(WHAT YOU ARE ASKED TO DO): Your response must be made up of each line in the data below that contains the string "html".
----
PR #56, opened 2019-07-26
refactor: use react-final-form instead of inheritance pattern

Mohammer5:
With this PR the pages no longer uses the inheritance pattern to build the form and the view in general.

I've used react-final-form to build re-usable components, which we should be able to use in other sections without complications as well

#### Import
* [ ] Meta data
* [x] Data
* [ ] Event
* [ ] GML

#### Export
* [ ] Meta data
* [ ] Event
* [ ] Data
* [ ] Meta data dependency

<hr />

### To Do for data import:

* [x] On selecting a file and clicking the file select again, I get a spinner. That's a bit jarring, and doesn't seem to happen in the version that's on play.
* [x] I like snapshot tests for presentational components, it's useful to be notified that it changed with a diff of the changes. But for testing any component behaviour I prefer asserting that it behaves as expected. So with for example the MoreOptions component I'd prefer using enzyme to test if the elements are/aren't there. Same for click handlers, etc. Otherwise you have to manually scan the snapshot and that's easy to get wrong.
* [x] I'd go with a unitless line-height. Seems simpler to me to have it just be proportional.
* [x] The more options button doesn't have a cursor: pointer.
* [x] Is the negative margin necessary on the more options button? It's tiny, but just using the right margin looks fine to me and seems less magic-numbery.
* [x] Maybe you could lift up the definition of the react-final-form mock to a common __mocks__ folder.
* [x] I know we do this a lot in our apps, but I'd remove the console.logging in production.
* [x] Maybe formfooter and formheader instead of formfoot and formhead?


ismay:
I didn't mention it above, but your changes seem like a big improvement to me. Way easier already to see what's going on! 👍

Mohammer5:
> After uploading a file it's not clear to me how to remove it. Clicking it allows you to upload again but that's not immediately clear to me as a user.

What do you mean with removing it?
You're not uploading a file to store it, you're uploading it to import the contents of said file into the database, after that the file will be dumped

> The uppercase labels next to the radio buttons are quite shouty. I'd prefer sentence case, except for the file extensions:

Good catch, at first I thought the original labels are all uppercase and added text-transform uppercase. I'd like to keep the ones that are uppercase already on master, to make it a plain refactor instead of refactor + improvement (improvement should be a separate PR / commit)

> Clicking a radio button produces a weirdly offset outline:

Noticed that as well, I think it's a `ui-core` issue

> Personally I'd prefer em and rem for the sizing in the css-modules. It seems less magic-numbery to me and I find it easier to create responsive components that way since everything will just inherit from the font-size and you can then just scale that all at once.

I used pixels because the rest of the app is using pixels also. I felt that using rem is an improvement I want to do separately.

> I was wondering where you'd found the signature for the onSubmit callback you're using with final-form. 

It's a higher order function that I use to create a function that follows the signature you found, which accepts `values` as the first arg

> It'd be nice to have all the new components tested as well, though I assume you're working on that since you encountered the error with jest.

I haven't added any tests yet, but surely, I will!

> I also find the nesting of components beyond the src/components/ComponentName folder a bit cluttery. 

I 100% agree, just kept the current style. I could do that in a separate commit as one of the last things before changing this PR from draft to a proper one

ismay:
> What do you mean with removing it?
You're not uploading a file to store it, you're uploading it to import the contents of said file into the database, after that the file will be dumped

Yeah no I don't mean removing it after uploading. I should've said replace, that's more what I mean. Let's say that you selected the wrong file by accident, but haven't submitted yet, so you want to select a different file. It's not that difficult to figure out, but something like a 'Upload a different file' button would be more explicit. But that's probably something for a different PR.

> improvement should be a separate PR / commit

Definitely. Sounds good

> I used pixels because the rest of the app is using pixels also. I felt that using rem is an improvement I want to do separately.

Yup makes sense.

> It's a higher order function that I use to create a function that follows the signature you found, which accepts values as the first arg

Yeah but it doesn't seem to give final-form any feedback on the state of the submission (i.e. success or failure). That way final-form will internally have the form as 'pending' even though submission might have already finished. I'm referring to using one of the three options listed for the onSubmit handler:

> Synchronously: returns undefined on success, or an Object of submission errors on failure
> Asynchronously with a callback: returns undefined, calls callback() with no arguments on success, or with an Object of submission errors on failure.
> Asynchronously with a Promise: returns a Promise<?Object> that resolves with no value on success or resolves with an Object of submission errors on failure. The reason it resolves with errors is to leave rejection for when there is a server or communications error.

Or am I misreading what you're doing here?

Mohammer5:
> Yeah but it doesn't seem to give final-form any feedback on the state of the submission (i.e. success or failure). That way final-form will internally have the form as 'pending' even though submission might have already finished. 

That's not needed in this case, because once loading starts, the form will be unmounted and the `Loading` component will be displayed:
https://github.com/dhis2/import-export-app/blob/8a369f75a508dbe8d3b6ac507dff25964343ea31/src/pages/import/Data.js#L33

I haven't changed that as I didn't want to mess with anything (e. g. the data submittion) but the view.

ismay:
Ah ok that's why. Yeah that makes sense. Should have looked beyond the onSubmit handler 😋

Mohammer5:
@ismay this should be ready to review.
I won't set it to ready for review though as I have another branch that I would like to merge into this one in a separate PR (the meta data import section)

package.json
```diff
@@ -40,7 +43,8 @@
     "@dhis2/cli-style": "^3.2.2",
     "enzyme": "^3.9.0",
     "enzyme-adapter-react-16": "^1.13.2",
-    "husky": "^2.3.0"
+    "husky": "^2.3.0",
+    "react-test-renderer": "^16.8.6"
```
ismay: Personally I think I'd go with enzyme-to-json for your snapshot tests, since enzyme is already part of the codebase. Plus that way you can choose to do shallow rendering when necessary.

src/pages/import/Data/helper.js
```diff
@@ -0,0 +1,111 @@
...
+            () => setLoading(false),
+            setError,
+            format
+        )
+
+        xhr.send(upload)
+    } catch (e) {
+        console.error(e)
+
+        setError({
```
ismay: I think I'd prefer just passing a message instead of this object. So setErrorMessage and errorMessage. Or if you prefer (if you need the stacktrace), passing a normal error. From looking at your changes it doesn't seem like you're obliged to use this specific object right? Or am I missing something?

ismay: You would of course have to change the other parts that deal with these errors, but they're all under your control right?

src/helpers/useErrorHandler.js
```diff
@@ -0,0 +1,16 @@
+import { useState, useMemo } from 'react'
+
+export const useErrorHandler = () => {
+    const [error, setError] = useState('')
+    const errorHandler = useMemo(
+        () => event => {
+            console.log('event', event)
+            try {
+                setError(event.target.response.message)
+            } catch (e) {}
```
ismay: A comment here explaining why it's ok to swallow this error would be nice.

src/pages/import/Data/helper.js
```diff
@@ -0,0 +1,111 @@
...
+                'skipExistingCheck',
+                'strategy',
+            ],
+            append
+        )
+
+        setLoading(true)
+
+        const { REACT_APP_DHIS2_BASE_URL } = process.env
+        const url = `${REACT_APP_DHIS2_BASE_URL}/api/dataValueSets.json?${params}`
```
ismay: I like using url-join for concatenating parts of a url like here (https://www.npmjs.com/package/url-join). Less chance to end up with an invalid url.

src/pages/import/Data/helper.js
Mohammer5: I copied the existing structure which is used by the `getUploadXHR` function in `src/helpers/xhr.js`

Definitely a change we should keep in mind though, I don't like this at all either

Mohammer5:
> On selecting a file and clicking the file select again, I get a spinner. That's a bit jarring, and doesn't seem to happen in the version that's on play.

@ismay I assume you tested the v32 version? On v33 (master) for me it behaves like the version on play: https://play.dhis2.org/dev/dhis-web-import-export/index.html#/import/data

Just the spinner that's still showing once done (bug on play) is not happening for me locally (which is good)

src/pages/import/Data/helper.js
ismay: > I copied the existing structure which is used by the getUploadXHR function in src/helpers/xhr.js

Ok yeah, that's one for later then 👍

ismay:
> > On selecting a file and clicking the file select again, I get a spinner. That's a bit jarring, and doesn't seem to happen in the version that's on play.
> 
> @ismay I assume you tested the v32 version? On v33 (master) for me it behaves like the version on play: https://play.dhis2.org/dev/dhis-web-import-export/index.html#/import/data
> 
> Just the spinner that's still showing once done (bug on play) is not happening for me locally (which is good)

You also mean the loading bar that shows when you want to replace the loaded file right? (I should have said loading bar instead of spinner). I tested on 2.32, because play 2.33 doesn't have import-export at the moment somehow. If this is also in 2.33 I guess it's not a regression and we can deal with it separately.

Mohammer5:
Yeah, somehow there's a difference in behavior in v33 and v32... But as I won't backport to v32 anyways, I think it should be fine to mimic the current behavior of v33 and then fix all the bugs in there

Mohammer5:
> Is the negative margin necessary on the more options button? It's tiny, but just using the right margin looks fine to me and seems less magic-numbery.

@ismay Well, I'd agree. So far I just copied the styles of the original and I'd like to keep it as close to the original as possible. I guess it'd make sense to do a proper design refactoring on this app to address all the small issues (like negative margins, etc.)

> Maybe you could lift up the definition of the react-final-form mock to a common __mocks__ folder.

I thought about this as well, but then I have to unmock all the export that I don't want to be mocked (See: https://github.com/facebook/jest/issues/936). I could move this to it's own file and make it a function call, just wondering where to put it :thinking: 

* [x] On selecting a file and clicking the file select again, I get a spinner. That's a bit jarring, and doesn't seem to happen in the version that's on play.
* [ ] I like snapshot tests for presentational components, it's useful to be notified that it changed with a diff of the changes. But for testing any component behaviour I prefer asserting that it behaves as expected. So with for example the MoreOptions component I'd prefer using enzyme to test if the elements are/aren't there. Same for click handlers, etc. Otherwise you have to manually scan the snapshot and that's easy to get wrong.
* [ ] I'd go with a unitless line-height. Seems simpler to me to have it just be proportional.
* [x] The more options button doesn't have a cursor: pointer.
* [x] Is the negative margin necessary on the more options button? It's tiny, but just using the right margin looks fine to me and seems less magic-numbery.
* [ ] Maybe you could lift up the definition of the react-final-form mock to a common __mocks__ folder.
* [x] I know we do this a lot in our apps, but I'd remove the console.logging in production.
* [x] Maybe formfooter and formheader instead of formfoot and formhead?

Mohammer5:
>  I like snapshot tests for presentational components, it's useful to be notified that it changed with a diff of the changes. But for testing any component behaviour I prefer asserting that it behaves as expected. So with for example the MoreOptions component I'd prefer using enzyme to test if the elements are/aren't there. Same for click handlers, etc. Otherwise you have to manually scan the snapshot and that's easy to get wrong.

I totally agree with this for the MoreOptions and for RadioGroup. For the components in `src/components/inputs` I wouldn't do this as it's basically testing RadioGroup again, what do you think?

ismay:
> For the components in src/components/inputs I wouldn't do this as it's basically testing RadioGroup again, what do you think?

Yeah I agree. I'd stick to snapshots there. It's good to know that it renders well, and renders as expected.

Mohammer5:
@ismay I've gone through the list of suggestions and I think I'm done with all of them. Can you have a look again?

package.json
```diff
@@ -19,22 +19,27 @@
     "@dhis2/d2-i18n-extract": "^1.0.6",
     "@dhis2/d2-i18n-generate": "^1.0.18",
     "@dhis2/ui": "^1.0.0-beta.15",
+    "@dhis2/ui-core": "^3.7.1",
     "axios": "^0.19.0",
     "classnames": "^2.2.5",
     "d2": "^30.0.4",
+    "enzyme-to-json": "^3.4.0",
```
ismay: Doesn't really matter, but probably best in devDependencies

src/App.js
```diff
@@ -63,8 +67,8 @@ class App extends React.Component {
                 loaded: true,
             })
         } catch (e) {
-            console.log('/api/me error')
-            console.log(e)
+            isProduction() && console.log('/api/me error')
```
ismay: Shouldn't this be `!isProduction()`?

Mohammer5: oh... yeah!

src/helpers/env.js
```diff
@@ -0,0 +1 @@
+export const isProduction = () => process.env.NODE_ENV === 'production'
```
ismay: Not that it matters, but was just curious why you're exporting a function instead of a boolean here.

Mohammer5: hmm good question, don't really have a reason.
I guess it's a habit of putting everything into functions to ensure immutability, but it's obviously not needed in this case, won't matter as webpack should strip it out (I assume?)

ismay: Don't know. I know that uglifyjs handles part of the dead code elimination, but wouldn't be surprised if it doesn't do that with functions.

ismay: Could grep the production build for the `isProduction console.log` lines to be sure.

Mohammer5: just checked, it get's stipped out, it's just left in the `.js.map` file

Mohammer5: Ok, it doesn't, changed it now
----
(OUTPUT OF THE EXERCISE):
@ismay I assume you tested the v32 version? On v33 (master) for me it behaves like the version on play: https://play.dhis2.org/dev/dhis-web-import-export/index.html#/import/data
> @ismay I assume you tested the v32 version? On v33 (master) for me it behaves like the version on play: https://play.dhis2.org/dev/dhis-web-import-export/index.html#/import/data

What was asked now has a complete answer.